Honesty with my experience with people saying they have bad hay and wanting a refund. 1/4 buy the poorer hay to begin with cause they dont want to spend the extra for the good hay. Sorry but you get what you pay for. 1/4 of them have improper storage method. Sorry that is not my fault but i will educate them on how to store the hay better. 1/4 of them are just looking for free hay. Some of these can be a real PIA. They will pull every trick in the book. But can never provide proof of bad hay. "Oh its so bad its killing my horse but he managed to eat it all anyways. He is still alive and i have no proof hay was bad but give me my money back" With these people stand your ground or they will walk all over you.
Lastly the last 1/4 do have some bad bales and i refund them somehow. But i need proof before i do.


----------



## endrow (Dec 15, 2011)

He could be right. I have rarely made a mistake on Dusty hay I've been doing this a long time but I won't say never. I had to call one time and went and looked at it and we were in the wrong I took two guys down there we pulled that hang out we gave him new stuff plus 25 Bales exter and I'm talking small bales for his inconvenience. If I went and looked at them and opened I could very easily tell if it was his fault in storage or mine in harvest some bales. Hey that is baled dry, will still open up with a nice flaky Fall Apart texture and the mold will be working its way in from the outside in. Hay that was bailed too tuff, will probably have the most predominant mold in the center of the bale and where it is moldy it will be packed and stuck together .Open the bale kick it around if it sticks together where it was moldy it was probably bailed wet. if the moldy stuff can be shook apart without a lot of effort stuff can be kicked and shook apart without any effort then it was probably bailed dry and the mold entered in storage.


----------



## Vol (Jul 5, 2009)

According to the way that you described the entire situation weatherman, I would do everything I could to make it right with him and then ask if he was completely satisfied. When he said that you and him were good, I would never sell him another bale of hay. That should be very easy to do since he is a procrastinator about calling.....just tell him sorry it has all been spoken for if he calls.... and tell him that you wished he would have called earlier. Just like there are always other places for customers to buy from.....there are always other customers for sellers to sell to. Life is too short to be jerked around over hay/greed.

Regards, Mike


----------



## Tx Jim (Jun 30, 2014)

Ditto complaining about moldy hay 6-8 months after accepting deliver of hay would nor sit well with me.


----------



## VA Haymaker (Jul 1, 2014)

50 out of 150 bales is 1 out of 3. That's 33% of the bales were bad. I just don't see it. Ask for the 50 bales back and whatever's left over. If he cut 50 out of 150 bales before reporting a problem I'd be inclined to take back what's left over with a refund for those bales and some reasonable number of dusty/moldy bales before a flag should have been thrown. Stand your ground, your going to loose this customer and regardless of if you give a full refund or deny him a sale later, you're going to get pasted via his word of mouth anyway, so settle on your terms.

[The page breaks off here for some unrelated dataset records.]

PR #1364, opened 2024-02-02
fix(agent): add removeDuplicatedLineSuffix postprocess filter

erfanium:
here is my attempt to fix `clients/tabby-agent/src/postprocess/golden/remove_duplication/duplicated_line_suffix.toml` test.
I also tested this on a daily usage. the fix just works fine.

but currently not all the tests are passing, because of a logical interference in `removeDuplicatedLineSuffix` and `calculateReplaceRange` filters. `removeDuplicatedLineSuffix` approach is to trim the input. but `calculateReplaceRange` approach is to keep the current input and modify the replaceRange.

should i refactor this filter and move it under replaceRange filter categories?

Also - one thing I will absolutely not warranty is "my horse won't eat the hay". How in the heck can one reasonably grow hay that with that expectation hanging over your head.

Good luck,
Bill


----------



## GNA_farm (Jul 21, 2014)

A couple years ago I ran into a somewhat similar situation, except it was a first time buyer. When I delivered she was supposed to have help loading the bales into her barn but only one scrawny guy was there (not even employee but a visitor from Europe). She asked how much it would cost to help so I helped load the barn for $100 (200 small squares), all of the hay was good when baled and no complaints from many other customers. She then asked if she could get another load delivered but pay on installments as she couldn't afford the hay right away but it looked good and she wanted more, obviously the answer was no (cash on the barrel-head especially on new customers). Off I go assuming she'd call when ready or never again.

One year later (within 3 days according to my records), I get a call from her saying that she fed my hay and her prize $100K stallion got sick (none of the other 30 horses she had). Even though it was a year later I said I would come over and look at the remaining bales to make sure it was mine and try to determine issue knowing full well 200 bales would not last a year for 30+ stabled horses. She tells me that she spent $20K on vet bills for her stallion and had none of the bales left and her "equine attorney" assured her that she could sue me for that but that she would just take 200 replacement bales... I told her that without being called when the first bale or 2 were determined to be dusty and having no bales left I would not be able to confirm fault and therefore not be able to replace for free.

2 weeks later I get 3 voicemails from her, first one saying she was going to sue for the vet bills if I didn't replace, 2nd saying that she was desperate for hay and needed the issue resolved, and 3rd saying that she would buy another load at a heavy discount because she needed the hay. I spoke with her once after those voicemails and said that I could not sell her any hay and to have a nice day, she responds with her "equine attorney" (I loved how she kept bringing that up) was going to be in contact with me and to expect papers in the mail, I say OK, I'll give her my attorney's name and she can just deal direct with him. Never heard another word out of the scam artist after that but I'm guessing based on the entire interaction she has pulled and succeeded in this before, I've just spent too much time in court for other things to worry about it too much...


----------



## Shetland Sheepdog (Mar 31, 2011)

I suspect that the "equine attorney" was the back part of the equine!


----------



## Ridgefarmer63 (Apr 5, 2017)

First off, if I could afford a 100K pony and it got sick on your hay, you woulda heard from my "Pony lawyer" a lot earlier than a year after the fact.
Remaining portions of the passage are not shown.